▶ _Work required_:
Which of the lines below contain the string "object"? Pull each one out of the data.

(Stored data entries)
>>>
PR #1765, opened 2024-07-12
fix(dex): do not format the serviceUrl twice

sven-urbanski-freiheit-com:
The formatting for the dex service url was applied twice, thus returning an invalid url.

### DIFF
--- a/pkg/auth/dex.go
+++ b/pkg/auth/dex.go
@@ -296,7 +296,7 @@ func (a *DexAppClient) oauth2Config(scopes []string) (c *oauth2.Config, err erro
 }
 
 // Verifies if the user is authenticated.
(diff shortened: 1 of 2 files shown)


pkg/auth/dex.go
```diff
@@ -296,7 +296,7 @@ func (a *DexAppClient) oauth2Config(scopes []string) (c *oauth2.Config, err erro
 }
 
 // Verifies if the user is authenticated.
-func VerifyToken(ctx context.Context, r *http.Request, clientID, baseURL, dexFullNameOverride string, useClusterInternalCommunication bool) (jwt.MapClaims, error) {
+func VerifyToken(ctx context.Context, r *http.Request, clientID, baseURL, dexServiceURL string, useClusterInternalCommunication bool) (jwt.MapClaims, error) {
```
ahmed-nour-fdc, line 299: Is the `dexServiceURL` parameter used in this function?

ahmed-nour-fdc (approved):

Issue #76, opened 2015-01-06
Follow "gold standard"


danmichaelo:
Copied the list from https://www.mediawiki.org/wiki/API:Client_code/Gold_standard and started checking off what I think can be checked off.

## Easy to install
- [x] Installation instructions are correct and easy to find
- [x] Library is packaged for installation through appropriate package library (PyPI, CPAN, npm, Maven, rubygems, etc.)
- [ ] Platinum standard: library is packaged for and made available through Linux distributions

## Easy to understand
- [x] Well designed: makes all intended API calls available with the intended level of abstraction with no redundancies
- [ ] Platinum standard: makes the Wikidata API available [#60]

## Well documented
- [ ] Code is commented and readable
- [ ] Documentation is comprehensive, accurate, and easy to find
- [x] Deprecated functions are clearly marked as such
- [ ] Platinum standard: Documentation is understandable by a novice programmer
- [x] Code uses idioms appropriate to the language the library is written in

## Easy to use
- [ ] Has functioning, simple, and well-written code samples for common tasks
- [ ] Demonstrates queries
- [ ] Demonstrates edits

## Handles API complications or idiosyncrasies so the user doesn't have to:
- [x] Login/logout *[No explicit logout method though]*
- [x] Cookies
- [x] Tokens
- [x] Query continuations using the new "continue" and not "query-continue"
- [x] Requests via https, including certificate validation *[at least when closing #70]*
- [ ] Courteous API usage is promoted through code samples and smart defaults
- [x] gzip compression is used by default
- [x] Examples show how to create and use a meaningful user-agent header (as in https://meta.wikimedia.org/wiki/User-agent_policy)
- [ ] Platinum standard: generates a unique user-agent string given name/email address/repository location
- [ ] Efficient usage of API calls
Can be used with the most recent stable version of the language it is written in (e.g. Python 3 compatible)
Easy to debug[rediger | rediger kilde]
Contains unit tests for the longest and most frequently modified functions in the library
Platinum standard: Unit tests for many code paths exist and are maintained
Terrible hacks/instances of extreme cleverness are clearly marked as such in comments
Documentation links to the relevant section/subpage of the API documentation

## Easy to improve
- [x] Library maintainers are responsive and courteous, and foster a thoughtful and inclusive community of developers and users
- [ ] Platinum standard: Project sets clear expectations for conduct[1][2] for spaces where project-related interactions occur (mailing list, IRC, repository, issue tracker). It should:
[...]

PR #279, opened 2022-12-23
Pass status_code to MaximumRetriesExceeded if possible

arbolitoloco1:
if an API request fails and the sleeper exceeds the maximum number of retries, the exception raised doesn't contain any info about the original exception, add the status code when possible

### DIFF
--- a/mwclient/client.py
+++ b/mwclient/client.py
@@ -409,7 +409,7 @@ class Site(object):
                                 'Retrying in a moment.'
                                 .format(status=stream.status_code,
                                         text=stream.text))
-                    sleeper.sleep()
+                    sleeper.sleep(status_code=stream.status_code)
 
             except (requests.exceptions.ConnectionError, requests.exceptions.Timeout):
                 # In the event of a network problem
--- a/mwclient/sleep.py
+++ b/mwclient/sleep.py
@@ -72,6 +72,7 @@ class Sleeper(object):
         with the number of retries.
         Args:
             min_time (int): The minimum sleeping time.
+            status_code (int): Status code of the original exception.
         Raises:
             MaximumRetriesExceeded: If the number of retries exceeds the maximum.
         """
--- a/mwclient/sleep.py
+++ b/mwclient/sleep.py
@@ -66,7 +66,7 @@ class Sleeper(object):
         self.retry_timeout = retry_timeout
         self.callback = callback
 
-    def sleep(self, min_time=0):
+    def sleep(self, min_time=0, status_code=None):
         """
         Sleeps for a minimum of `min_time` seconds. The actual sleeping time will increase
         with the number of retries.
@@ -77,7 +77,7 @@ class Sleeper(object):
         """
         self.retries += 1
         if self.retries > self.max_retries:
-            raise MaximumRetriesExceeded(self, self.args)
+            raise MaximumRetriesExceeded(self, self.args, status_code)
 
         self.callback(self, self.retries, self.args)
 


AdamWill:
I get the idea here, but I don't love the execution. It feels a bit wrong to be passing the status code around like this then just tacking it onto the end of a fairly generic exception.

Couldn't we do this instead?

    diff --git a/mwclient/client.py b/mwclient/client.py
    index c9dfb95..2dea7fd 100644
    --- a/mwclient/client.py
    +++ b/mwclient/client.py
    @@ -13,6 +13,7 @@ from requests_oauthlib import OAuth1
     
     import mwclient.errors as errors
     import mwclient.listing as listing
    +from mwclient.errors import MaximumRetriesExceeded
     from mwclient.sleep import Sleepers
     from mwclient.util import parse_timestamp, read_in_chunks
     
    @@ -409,7 +410,10 @@ class Site(object):
                                     'Retrying in a moment.'
                                     .format(status=stream.status_code,
                                             text=stream.text))
    -                    sleeper.sleep()
    +                    try:
    +                        sleeper.sleep()
    +                    except MaximumRetriesExceeded:
    +                        stream.raise_for_status()
     
                 except (requests.exceptions.ConnectionError, requests.exceptions.Timeout):
                     # In the event of a network problem

WDYT?

arbolitoloco1:
Hmmm you're right, that would be def a better solution than mine

Only thing that worries me is that the raised exception would change from `MaximumRetriesExceeded` to whatever requests raises, which would change how exceptions are catched

For example I might want to log when an edit fails so I would do something like
```
try:
    site.edit()
except MaximumRetriesExceeded:
    log_error()
```
which would not work anymore if we raised a different exception

AdamWill:
Erf. The more I look at this the worse it looks, this sleeper design is...kinda funky. I'm looking at how to make it raise something useful on both the 'bad status code' and 'ConnectionError / Timeout' paths, and it feels...icky. I rather want to throw all use of sleeper out of this function and instead just use `urllib3.Retry` instead: https://urllib3.readthedocs.io/en/stable/reference/urllib3.util.html ...

AdamWill:
But yes, you're right that either of those approaches would effectively be API changes. mmmmph.

AdamWill:
@waldyrious , you have any thoughts here?

waldyrious:
I once [read](https://github.com/JuliaLang/julia/pull/26872#issuecomment-413936868) that the difference between a breaking change and a bugfix is, to some extent, a matter of [interpretation](https://xkcd.com/1172/). This seems like one of those situations, where we may justify the change as a fix to the inconsistent exceptions already raised by the function. But I leave it to your discretion to decide whether people may be relying on the current behavior or not.

More conservatively, what we could do here is cut a new release to include the changes that have already been merged, and then include this improvement (by whichever approach you agree is the most appropriate) as part of a new release with a major version bump.

waldyrious:
Following my comment above, we should probably decide what we want to consider version 1.0 of mwclient to be. IMO that shouldn't refer to a notion of completeness but rather of an API design that we're comfortable as declaring stable and future-proof for a reasonable length of time. I suggest we continue this discussion in a new "Roadmap" issue, or in existing threads like https://github.com/mwclient/mwclient/issues/280#issuecomment-1426485842 or #76.

AdamWill:
Hmm, so after sleeping (hah) on this...one problem with switching to `urllib3.Retry` is it doesn't have callback handling like `Sleeper` does. I don't know if anyone uses that callback feature, but...it's there.

Here's my best effort at a 'clean' improvement here. I wanted to do the handling of MaximumRetriesExceeded just once, and avoid nesting try/except blocks. It doesn't raise anything the function couldn't already raise at least when called with `retry_on_error=False`, but there is a 'behaviour change' to some extent on the `retry_on_error=True` path: you now get an `HTTPError` from `stream.raise_for_status()` in more cases (all non-200 status codes), and you'd get `ConnectionError` or `TimeOut` on that path, not `MaximumRetriesExceeded`. I moved the argument handling at the start out of the try/except block to make it clearer where the handled exceptions can actually happen.

    diff --git a/mwclient/client.py b/mwclient/client.py
    index c9dfb95..a129ddf 100644
    --- a/mwclient/client.py
    +++ b/mwclient/client.py
    @@ -382,22 +382,23 @@ class Site(object):
                                                                 ext=self.ext)
     
             while True:
    -            try:
    -                args = {'files': files, 'headers': headers}
    -                for k, v in self.requests.items():
    -                    args[k] = v
    -                if http_method == 'GET':
    -                    args['params'] = data
    -                else:
    -                    args['data'] = data
    +            toraise = None
    +            wait_time = 0
    +            args = {'files': files, 'headers': headers}
    +            for k, v in self.requests.items():
    +                args[k] = v
    +            if http_method == 'GET':
    +                args['params'] = data
    +            else:
    +                args['data'] = data
     
    +            try:
                     stream = self.connection.request(http_method, url, **args)
    -
                     if stream.headers.get('x-database-lag'):
                         wait_time = int(stream.headers.get('retry-after'))
                         log.warning('Database lag exceeds max lag. '
                                     'Waiting for {} seconds'.format(wait_time))
    -                    sleeper.sleep(wait_time)
    +                    # fall through to the sleep
                     elif stream.status_code == 200:
                         return stream.text
                     elif stream.status_code < 500 or stream.status_code > 599:
    @@ -409,16 +410,29 @@ class Site(object):
                                     'Retrying in a moment.'
                                     .format(status=stream.status_code,
                                             text=stream.text))
    -                    sleeper.sleep()
    +                    toraise = "stream"
    +                    # fall through to the sleep
     
    -            except (requests.exceptions.ConnectionError, requests.exceptions.Timeout):
    +            except (requests.exceptions.ConnectionError, requests.exceptions.Timeout) as err:
                     # In the event of a network problem
                     # (e.g. DNS failure, refused connection, etc),
                     # Requests will raise a ConnectionError exception.
                     if not retry_on_error:
                         raise
                     log.warning('Connection error. Retrying in a moment.')
    -                sleeper.sleep()
    +                toraise = err
    +                # proceed to the sleep
    +
    +            # all retry paths come here
    +            try:
    +                sleeper.sleep(wait_time)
<<<
▶ _Response to this exercise_:
@@ -409,7 +409,7 @@ class Site(object):
@@ -72,6 +72,7 @@ class Sleeper(object):
@@ -66,7 +66,7 @@ class Sleeper(object):
@@ -77,7 +77,7 @@ class Sleeper(object):
    @@ -409,7 +410,10 @@ class Site(object):
    @@ -382,22 +382,23 @@ class Site(object):
    @@ -409,16 +410,29 @@ class Site(object):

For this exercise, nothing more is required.